Swansea-based Abertawe Bro Morgannwg (ABM) was third with 283 attendances and Cardiff and Vale fifth with 221. The other three were all in Scotland.

The UK figures showed 6,500 underage drinkers went to A&E in 2012-13.

Alcohol Concern Cymru said the figures were "concerning" but the statistics needed to be treated cautiously.

BBC Radio 5Live made a freedom of information request to all NHS health boards or trusts in the UK asking for information on the number of under-18s attending A&E in the past five years for drink or drug related illnesses. Out of 189 health bodies, 125 responded.

Betsi Cadwaladr Health Board, which serves north Wales, had 163 attendances in the past year. The other four health boards did not respond or were unable to supply the appropriate data.

Public health bodies and charities said fewer children overall were drinking but those who did may be drinking more.

Andrew Misell, director of Alcohol Concern Cymru, said the figures had to be treated with care as not all boards had replied and organisations had different ways of recording data.

"It's interesting that two relatively small cities in the UK [Swansea and Cardiff] have come up so high but I think we need to be a bit cautious before we start saying there's a bigger problem here," he told BBC News.

"We'd need to know that everyone was measuring intoxication in the same way.

'They look old enough'

"I'm sure that people in the various health boards will be looking at this with some interest and concern and I think it's probably not helpful to start pointing the finger at individual towns in Wales."

However, Mr Misell added: "It's obviously concerning that children under the legal drinking age are, by whatever means, getting hold of alcohol.

"I think there's a number of things going on here.

"There's of course teenagers who have managed to get get into an off-licence because they look old enough or the shopkeeper wasn't bothered about their age.

"It will also include children who have managed to get hold of their parents' alcohol, ranging from teenagers to small children who have got hold of it accidentally, to children who have been given it by adults.

"Unfortunately, some adults mistakenly believe that if you give your child alcohol at home, they are insulating them from the dangers of having it outside the house. There is no evidence for this."

He said the official advice was not to give alcohol to children aged 15 and under.

ABM, which serves Swansea, Bridgend, Port Talbot and surrounding areas, said in a statement: "We are not getting reports from A&E doctors that they feel the problem in our area is any worse than in other parts of the UK where they have worked.

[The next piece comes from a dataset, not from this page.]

PR #850, opened 2015-10-15
Fixed a bug in SFTP::chmod not using realpath on the filepath

Bob4ever:


terrafrost:
I'll take a look this weekend. In the mean time it'd be cool if you could provide a unit test demonstrating the problem that this is fixing. If not that's okay too - maybe I can reproduce the problem that this is attempting to fix when I've had a chance to examine it in more depth.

"A&E alcohol-related attendances for under-18s in the ABM area have been on a downward trend since 2008/09 when they were 432. Last year they were 281 (229 of these were 15-17 year olds).

"However we would like to see that figure come down much further and we are working on wellbeing programmes with schools which help to educate and inform youngsters about issues around alcohol misuse.

"As part of the Healthy Schools Scheme we raise awareness of risky behaviours among young people, social norms, attitudes and knowledge in relation to alcohol.

"We also have the Swansea Healthy Nightlife action plan which reduces the ability of youngsters to purchase alcohol from bars/clubs.

The Cardiff and Vale board has also been asked to comment.